BradyAJohnston / MolecularNodes

Toolbox for molecular animations in Blender, powered by Geometry Nodes.

https://bradyajohnston.github.io/MolecularNodes/

GNU General Public License v3.0

899 stars 83 forks source link

Select Chain node has problems seperating two-letter named chain #630

Closed jojoelfe closed 1 week ago

jojoelfe commented 1 week ago

Describe the bug Some larger models, such as ribosomes have so many chains that they sometime have two letter ids: AA, AB, etc. The "Select Chain" node groups these together by the first letter

To Reproduce Steps to reproduce the behavior:

Open 7PZY (https://www.rcsb.org/structure/7PZY)
Selecting chain "J" will select both chain "J" and "AJ"

Expected behavior There should be separate checkboxes foir two-letter chains.

This is using blender 4.2.2 and downloading the extension from the marketplace.

BradyAJohnston commented 1 week ago

I believe this only happens when loading a structure from a .pdb file, which is a limitation of that particular file forma (unless you have another non-.pdb example).

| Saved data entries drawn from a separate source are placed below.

PR #943, opened 2024-01-19
Batch dry run but like for real this time

timothysmith0609:
Part of https://github.com/Shopify/infrastructure-tooling/issues/686

Related: https://github.com/Shopify/krane/issues/797

https://github.com/Shopify/krane/pull/781 implemented batched dry-run `kubectl apply` as part of the resource validation phase. For what I'm sure was a compelling reason at the time, if batched dry-run fails, we fallback to doing a resource-by-resource check. Unfortunately for larger resource sets, this means we end up making `N` `kubectl` calls as we individually check each resource: the very issue https://github.com/Shopify/krane/pull/781 was meant to solve.

It turns out `batch_dry_run` pathologically fails because we were attempting to `apply` non-applyable resources (e.g. Pods with `generateName`, etc.). The solution is to partition resources into applyable/non-applyable and batch dry-run only the former. A quick top hat proves this works.

With that out of the way, the next thing we should do is just trust the batch results and raise a `FatalDeploymentError` if it doesn't succeed.

### DIFF
--- a/lib/krane/resource_deployer.rb
+++ b/lib/krane/resource_deployer.rb
@@ -162,7 +162,7 @@ module Krane
           @prune_allowlist.each { |type| command.push("#{allow_list_flag}=#{type}") }
         end
 
-        command.push(kubectl.dry_run_flag) if dry_run
+        command.push("--dry-run=client") if dry_run
         output_is_sensitive = resources.any?(&:sensitive_template_content?)
         global_mode = resources.all?(&:global?)
         out, err, st = kubectl.run(*command, log_failure: false, output_is_sensitive: output_is_sensitive,


lib/krane/deploy_task.rb
```diff
@@ -285,17 +284,21 @@ def validate_configuration(prune:)
...
-      validate_globals(resources)
-      batch_dry_run_success = validate_dry_run(resources)
       resources.select! { |r| r.selected?(@selector) } if @selector_as_filter
-      Krane::Concurrency.split_across_threads(resources) do |r|
+      validate_globals(resources)
+      applyables, individuals = resources.partition { |r| r.deploy_method == :apply }
+      batch_dry_run_success = validate_dry_run(applyables)
+      resources_to_validate = batch_dry_run_success ? individuals : resources
+
+      Krane::Concurrency.split_across_threads(resources_to_validate) do |r|
```
timothysmith0609, line 293: Originally I wanted to to just trust the output of the batched dry run test and raise a `FatalDeploymentError`. However, that made it **very** difficult to give a consistent UX with regards to giving useful feedback: the main issue being it became necessary to suppress all feedback if a sensitive document/secret was contained in the apply set.

To that end, I've kept things pretty similar, just removing resources from the per-resource checks if batched dry-run succeeds. If it fails, since that's a less common case, we default to per-resource checking in order to provide more granular feedback and highlight what the actual issue it. This is the difference between "Something somewhere went wrong" and "THIS particular file and THIS particular line are wrong".

PR #945, opened 2024-01-29
smaller batch dry run blast

timothysmith0609:
Replaces #943 

- Shrinks down the size of the batched apply set (to a tiny amount, in reality)
- All other kubectl validation is done client side and should be very fast. If necessary let's try to batch the client side validations, but that requires a big refactor


timothysmith0609:
Replaced by #946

If I import / fetch the example structure as either .bcif of .cif then it detects all of the chains fine. If however I open it inside of ChimeraX, save as a .pdb, then try to import that file we lose the chains. You can't actually download 7PZY (and other larger structures) from the PDB as .pdb files for this reason.

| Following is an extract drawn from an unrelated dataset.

PR #950, opened 2024-04-02
Fix StatefulSet#deploy_succeeded? for OnDelete

JamesOwenHall:
In #926, a check was added to `StatefulSet#deploy_succeeded?` that requires all pods belonging to a StatefulSet to have the `controller-revision-hash` label set to the StatefulSet's `updateRevision` status. It ensures that all of the StatefulSet's pods have been updated to the StatefulSet's latest revision. This is fine for StatefulSets with `updateStrategy: RollingUpdate`, but doesn't work when it's `OnDelete` and we don't want to wait for some other mechanism to roll the pods.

This is due to the parsing done by biotite. I am unsure how much can (or should) be done - as large structures shouldn't be using the .pdb format.

BradyAJohnston commented 1 week ago

To clarify what I said:

The creation of the select chain node is working fine, but when biotite parses the structure it only takes a single letter (column 22) from the PDB file for the chain ID. When MN goes to create the node, both of the chains J and AJ have been assigned J by biotite so that's why they are both selected.

jojoelfe commented 1 week ago

Ah, yes. Works perfectly with a .cif. ChimeraX does write the two-letter chain-IDs in the pdbs, but it might be violating the PDB format for this.

In any case, there is no good reason why I shouldn't be using .cif files, I guess its mostly .pdb nostalgia.

BradyAJohnston commented 1 week ago

It's hard, but we all should start saying goodbye to the .pdb format 🥲